• [Instructions to follow]:
Say how many lines in the entries hold the string "good", giving the number by itself.

* * *

PR #76434, opened 2023-04-28
Plugins: Use typescript plugin selectors in plugins

robertf4:
## Proposed Changes

This PR updates the main Plugins code to use the new TypeScript plugins selectors which were developed beginning in https://github.com/Automattic/wp-calypso/pull/72363.

## Testing Instructions

Check that the following works:
Plugin details page (/plugins/:plugin_slug)
* Activating/deactivating
* Enabling/disabling autoupdate
* Updating

Site details page (/plugins/manage/:site_slug)
* Activating/deactivating via toggle
* Enabling/disabling autoupdate via toggle
* Updating all plugins via primary update button
* Updating one plugin via update link
* Activating/deactivating via "edit all"
* Enabling/disabling autoupdate via "edit all"
* Updating via "edit all"
* Removing via "edit all"
* Removing via ellipsis

Plugins manage page
Site details page (/plugins/manag)
* Activating/deactivating via toggle
* Enabling/disabling autoupdate via toggle
* Updating all plugins via primary update button
* Updating one plugin via update link
* Activating/deactivating via "edit all"
* Enabling/disabling autoupdate via "edit all"
* Updating via "edit all"
* Removing via "edit all"
* Removing via ellipsis

## Pre-merge Checklist


client/state/plugins/installed/actions.js
```diff
@@ -51,6 +51,14 @@ import { getSite } from 'calypso/state/sites/selectors';
 
 import 'calypso/state/plugins/init';
 
+// TODO: remove this function when client/state/plugins/installed/test/selectors-ts.ts
+//       replaces client/state/plugins/installed/test/selectors.js
+const isSiteDataOnPluginObject = ( plugin ) => {
```
robertf4: This is here to make these actions work while both the TypeScript and JavaScript versions of the selectors coexist, and it will be removed when the JavaScript selectors are removed. The TypeScript versions place these properties on the site object instead of the plugin object, so by testing for them we can determine which version of the data is being used and handle it appropriately.

robertf4: I changed my mind on this and decided to make it a feature of the `actions.js` file. Sometimes data returned from the server is dispatched directly into one of these actions. Data returned from the server always has the site-specific properties on the plugin object. Because of this I believe it is safest to have the actions able to handle both data structures.

tyxla: Do you think we can address this in a separate PR? So we could keep this substantially smaller and easier to review?

client/state/plugins/installed/actions.js
```diff
@@ -51,6 +51,19 @@ import { getSite } from 'calypso/state/sites/selectors';
...
+ * Determines if site specific data is on the plugin object.
+ * If it is not, then it can be assumed it is on the sites property.
+ *
+ * @param {Object} plugin - plugin object
+ * @returns {boolean} True if any of the site specific properties are on the plugin, false otherwise.
+ */
+const isSiteDataOnPluginObject = ( plugin ) => {
+	return [ 'active', 'autoupdate', 'update', 'version' ]
+		.map( ( prop ) => plugin.hasOwnProperty( prop ) )
+		.includes( true );
```
tyxla: I wonder if we can just use `Array.prototype.some()`

```suggestion
		.some( ( prop ) => plugin.hasOwnProperty( prop ) );
```

client/my-sites/plugins/plugin-details-header/index.jsx
```diff
@@ -17,6 +17,16 @@ const PluginDetailsHeader = ( { plugin, isPlaceholder, isJetpackCloud } ) => {
...
+	// This gets the version of the plugin on the last site or
+	// the wporg version if that doesn't exist. This is preserving
+	// some pre-existing behavior during a refactor and doesn't
+	// necessarily have to remain this way in the future.
+	let version = plugin?.version;
+	if ( plugin.sites ) {
+		const sites = Object.values( plugin.sites );
+		version = sites.findLast( ( site ) => site.version ).version;
+	}
+
```
tyxla, line 29: I wonder if we should extract this to a selector. It's rarely a good idea to do such calculations at render time.

client/my-sites/plugins/plugin-management-v2/remove-plugin/index.tsx
```diff
@@ -12,12 +10,10 @@ interface Props {
 }
 
 export default function RemovePlugin( { site, plugin }: Props ) {
-	const pluginOnSite = useSelector( ( state ) => getPluginOnSite( state, site.ID, plugin.slug ) );
-
 	return (
 		<PluginRemoveButton
 			key={ `remove-plugin-${ site.ID }` }
-			plugin={ pluginOnSite }
+			plugin={ plugin }
```
tyxla, line 16: Nice 👍

client/my-sites/plugins/plugin-management-v2/test/plugin-row-formatter.test.tsx
```diff
@@ -116,9 +117,15 @@ describe( '<PluginRowFormatter>', () => {
...
+		plugin.sites = sitesOriginal;
 	} );
 
-	test( 'should render correctly and show activate and toggle checked value', async () => {
+	// These skipped test nevers actually worked, it just tests that the HTML toggle actually toggled.
+	// To verify comment out the entirety of the toggle callbacks in the relevant components and observe
+	// that the test still pass.
+	// They were passing because their toggle code didn't execute. I changed some test data which caused
+	// the toggle code to actually execute, and now it needs to be rewritten to use nock to simulate the server calls.
+	test.skip( 'should render correctly and show activate and toggle checked value', async () => {
```
tyxla: Fair enough, thanks for clarifying. Let's add a TODO to the comment, so we can follow-up and fix them eventually.

client/my-sites/plugins/plugin-management-v2/test/plugin-row-formatter.test.tsx
```diff
@@ -131,7 +138,7 @@ describe( '<PluginRowFormatter>', () => {
 		expect( toggleButton ).toHaveProperty( 'checked', true );
 	} );
 
-	test( 'should render correctly and show auto-update and toggle checked value', async () => {
+	test.skip( 'should render correctly and show auto-update and toggle checked value', async () => {
```
tyxla, line 142: Same as above.

client/my-sites/plugins/plugins-list/index.tsx
```diff
@@ -30,48 +29,85 @@ import { isJetpackSite } from 'calypso/state/sites/selectors';
...
+	selectedPlugins: { [ pluginSlug: string ]: boolean };
+}
 
+type Action =
+	| 'updating'
+	| 'activating'
+	| 'deactivating'
+	| 'enablingAutoupdates'
+	| 'disablingAutoupdates'
+	| 'removing';
```
tyxla, line 79: I wonder if these types can be moved somewhere else at a reusable place?

client/state/plugins/installed/test/fixtures/plugins.js
```diff
@@ -59,21 +78,22 @@ export const jetpack = {
...
 	description:
 		'Bring the power of the WordPress.com cloud to your self-hosted WordPress. Jetpack enables you to connect your blog to a WordPress.com account to use the powerful features normally only available to WordPress.com users.',
 	author: 'Automattic',
 	author_url: 'http://jetpack.com',
 	network: false,
-	autoupdate: true,
 	log: [ 'Array' ],
+	active: true,
+	version: '4.2.2',
+	autoupdate: true,
```
tyxla: Just curious: why are these changes necessary?

tyxla (commented):
Thanks for the hard work getting this ready for review! Really nice work 👏 

There seems to be a failing check - some types are likely not exactly in place.

I've also asked a few questions, I think there might be a bit more opportunity to move to separate PRs. That could make the PR even easier to review and test.

client/state/plugins/installed/actions.js
robertf4: I created https://github.com/Automattic/wp-calypso/pull/76684 to change only the actions. We can get that one reviewed and merged first and then rebase this one to remove these changes from this PR. But in the meantime if I take these changes off this PR then this PR won't be able to be tested.

client/state/plugins/installed/actions.js
robertf4: Yes that works, I made this change in the new actions PR: https://github.com/Automattic/wp-calypso/pull/76684

client/state/plugins/installed/test/fixtures/plugins.js
robertf4: The plugin objects which are returned from the server always come from a site-specific endpoint, so they have these site-specific properties on them. However in the store the objects are modified so that site-specific properties are found on a site object in order to accommodate cases where plugins on multiple sites are being displayed.

So I need both versions of these objects for the unit tests. Mocked server responses use the version with the site-specific properties on the object, while calls to actions that would be made from component code use the version with the site-specific properties on site objects.

The rearranging of the props was an artifact of my development process which reduced the readability of the diff, so I undid those changes in https://github.com/Automattic/wp-calypso/pull/76684

client/my-sites/plugins/plugin-details-header/index.jsx
robertf4: I don't want to put this in a selector because this was basically undefined behavior, and making it a reusable selector would make it official. We need to answer the question of what version a plugin should show here if it has multiple versions on multiple sites. Maybe it could be a range, or it could be the most recent version of the plugin which is installed, or it could be the most recent version of a plugin which is available. No matter the case this logic should not be used anymore. I have kept this logic here because I don't want these changes to alter what is shown in the UI in any way.

@vitozev might be able to clarify if this is something that Jetpack Genesis could take a deeper look at.

client/my-sites/plugins/plugins-list/index.tsx
robertf4: I considered it, but these are used only inside of this component for the purposes of its internal implementation.

client/my-sites/plugins/plugin-details-header/index.jsx
vitozev: We can definitely look into this. If you have more context (e.g., where precisely in the UI we show this, etc.), I would appreciate it if you add this to our [maintenance board](1202619025189113-asboard), and we'll triage it.

robertf4:
I've set the base branch for this to https://github.com/Automattic/wp-calypso/pull/76684 until it gets merged. @tyxla feel free to review this in the meantime. I will simply rebase again if https://github.com/Automattic/wp-calypso/pull/76684 is changed further.

client/my-sites/plugins/plugins-list/index.tsx
```diff
@@ -532,14 +575,18 @@ export class PluginsList extends Component {
 		const { plugins } = this.props;
 		return plugins.reduce( ( sites, plugin ) => {
 			Object.keys( plugin.sites ).map( ( pluginSiteId ) => {
-				if ( ! sites.find( ( site ) => site.ID === pluginSiteId ) ) {
-					const pluginSite = this.props.allSites.find( ( s ) => s.ID === parseInt( pluginSiteId ) );
-					sites.push( pluginSite );
+				if ( ! sites.find( ( site ) => site && site.ID === Number( pluginSiteId ) ) ) {
+					const pluginSite = this.props.allSites.find(
+						( s ) => s && s.ID === parseInt( pluginSiteId )
```
tyxla: Any good reason to prefer `parseInt()` to `Number()` for casting to a number (L578 vs L580)? Seems like we can try to be consistent about the one we prefer. In any case, from my understanding they'll work the same way when working with a string that contains a number.

client/my-sites/plugins/plugins-list/index.tsx
```diff
@@ -178,17 +215,17 @@ export class PluginsList extends Component {
...
 		},
-		updates( plugin ) {
+		updates: ( plugin: Plugin ) => {
 			if ( this.isSelected( plugin ) ) {
 				return Object.keys( plugin.sites ).some( ( siteId ) => {
 					const sitePlugin = getSitePlugin( plugin, siteId, this.props.pluginsOnSites );
-					const site = this.props.allSites.find( ( s ) => s.ID === parseInt( siteId ) );
-					return sitePlugin?.update?.new_version && site.canUpdateFiles;
+					const site = this.props.allSites.find( ( s ) => s && s.ID === parseInt( siteId ) );
+					return site && sitePlugin?.update?.new_version && site.canUpdateFiles;
```
tyxla: Nit: We could just use optional chaining to make it shorter:

```suggestion
					return sitePlugin?.update?.new_version && site?.canUpdateFiles;
```

client/state/plugins/installed/test/fixtures/plugins.js
tyxla: I might be misunderstanding, but I still see those even though the branch is based on the one from https://github.com/Automattic/wp-calypso/pull/76684. Not a big deal of course.

Noting that the order of object properties has historically been non-guaranteed, so a more reliable way to write the test assertions is to use [`expect.objectContaining`](https://jestjs.io/docs/expect#expectobjectcontainingobject).

client/my-sites/plugins/plugins-list/index.tsx
```diff
@@ -532,14 +575,18 @@ export class PluginsList extends Component {
 		const { plugins } = this.props;
 		return plugins.reduce( ( sites, plugin ) => {
 			Object.keys( plugin.sites ).map( ( pluginSiteId ) => {
-				if ( ! sites.find( ( site ) => site.ID === pluginSiteId ) ) {
-					const pluginSite = this.props.allSites.find( ( s ) => s.ID === parseInt( pluginSiteId ) );
-					sites.push( pluginSite );
+				if ( ! sites.find( ( site ) => site && site.ID === Number( pluginSiteId ) ) ) {
```
tyxla: I'd prefer using `some` to `find` if we don't need to utilize the found value.

```suggestion
				if ( ! sites.some( ( site ) => site && site.ID === Number( pluginSiteId ) ) ) {
```

client/my-sites/plugins/plugins-list/index.tsx
```diff
@@ -230,20 +267,24 @@ export class PluginsList extends Component {
...
+		const flattenArrays = ( full: any[], partial: any[] ) => [ ...full, ...partial ];
 		this.removePluginStatuses();
 		const pluginAndSiteObjects = selectedPlugins
-			.filter( ( plugin ) => ! isDeactivatingOrRemovingAndJetpackSelected( plugin ) ) // ignore sites that are deactivating, activating or removing jetpack
-			.map( ( p ) => {
+			.filter( ( plugin: Plugin ) => ! isDeactivatingOrRemovingAndJetpackSelected( plugin.slug ) ) // ignore sites that are deactivating, activating or removing jetpack
+			.map( ( p: Plugin ) => {
 				return Object.keys( p.sites ).map( ( siteId ) => {
-					const site = this.props.allSites.find( ( s ) => s.ID === parseInt( siteId ) );
+					const site = this.props.allSites.find( ( s ) => s && s.ID === parseInt( siteId ) );
```
tyxla: We could as well use optional chaining:

```suggestion
					const site = this.props.allSites.find( ( s ) => s?.ID === parseInt( siteId ) );
```

client/my-sites/plugins/plugins-list/index.tsx
```diff
@@ -178,17 +215,17 @@ export class PluginsList extends Component {
...
 			return false;
 		},
-		updates( plugin ) {
+		updates: ( plugin: Plugin ) => {
 			if ( this.isSelected( plugin ) ) {
 				return Object.keys( plugin.sites ).some( ( siteId ) => {
 					const sitePlugin = getSitePlugin( plugin, siteId, this.props.pluginsOnSites );
-					const site = this.props.allSites.find( ( s ) => s.ID === parseInt( siteId ) );
-					return sitePlugin?.update?.new_version && site.canUpdateFiles;
+					const site = this.props.allSites.find( ( s ) => s && s.ID === parseInt( siteId ) );
```
tyxla:
```suggestion
					const site = this.props.allSites.find( ( s ) => s?.ID === parseInt( siteId ) );
```

client/my-sites/plugins/plugins-list/index.tsx
```diff
@@ -1,8 +1,7 @@
 import { recordTracksEvent } from '@automattic/calypso-analytics';
 import { WPCOM_FEATURES_MANAGE_PLUGINS } from '@automattic/calypso-products';
-import { localize } from 'i18n-calypso';
+import { localize, translate } from 'i18n-calypso';
```
tyxla: I wonder if we can just import the type if the only reason to have the import is to do a `typeof`? `i18n-calypso` comes with its own types, so we can just use them.

```
import type { translate } from 'i18n-calypso';
```

client/my-sites/plugins/plugins-list/index.tsx
```diff
@@ -30,48 +29,86 @@ import { isJetpackSite } from 'calypso/state/sites/selectors';
...
+	selectedSite?: SiteDetails;
+	selectedSiteSlug?: string;
+	siteIsAtomic?: boolean;
+	siteIsJetpack?: boolean;
+	searchTerm: string;
+	recordGoogleEvent: typeof recordGoogleEvent;
+	allSites: ReturnType< typeof getSites >;
+	pluginsOnSites: ReturnType< typeof getPluginsOnSites >;
+	removePluginStatuses: typeof removePluginStatuses;
+	translate: typeof translate;
```
tyxla: As mentioned above, we should be able to use the `translate` type from `i18n-calypso` directly.

client/my-sites/plugins/plugins-list/index.tsx
```diff
@@ -30,48 +29,86 @@ import { isJetpackSite } from 'calypso/state/sites/selectors';
...
+	inProgressStatuses: PluginStatus[];
+	isPlaceholder: boolean;
+	plugins: Plugin[];
+	selectedSite?: SiteDetails;
+	selectedSiteSlug?: string;
+	siteIsAtomic?: boolean;
+	siteIsJetpack?: boolean;
+	searchTerm: string;
+	recordGoogleEvent: typeof recordGoogleEvent;
+	allSites: ReturnType< typeof getSites >;
```
tyxla: Given that `selectedSite` is `SiteDetails`, should this just be `SiteDetails[]`?

client/my-sites/plugins/plugin-details-header/index.jsx
robertf4: I created 1202619025189113-as-1204688670518465

client/my-sites/plugins/plugins-list/index.tsx
robertf4: I couldn't get `translate` to work as it seems to be declared only as a value. It did have the type specified in `I18N` though, so I used that.

client/my-sites/plugins/plugins-list/index.tsx
robertf4: Yes, that works.

client/my-sites/plugins/plugins-list/index.tsx
robertf4: In this case it was just pre-existing code that I failed to recognize. I switched it to `Number` for consistency.

robertf4:
@tyxla I think this is ready for a final review.

tyxla:
Any concerns with regards to the #76788 revert? Should we write some base e2e tests before we go ahead?

robertf4:
> Any concerns with regards to the https://github.com/Automattic/wp-calypso/pull/76788 revert? 

@tyxla I'm going to go over all this code again after https://github.com/Automattic/wp-calypso/pull/77575 merges and every selector has a return type. I'm about to head to a meetup so I probably won't get to this until next week, so hold off on further review of this one. 

> Should we write some base e2e tests before we go ahead?

It's certainly something that we should consider, but I'm not sure what the scope of it would be. I'm not all that familiar with writing e2e tests for Calypso in general. @vitozev might have further input as to whether that should be handled by Jetpack Genesis or not.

* * *

• [Written answer]:
2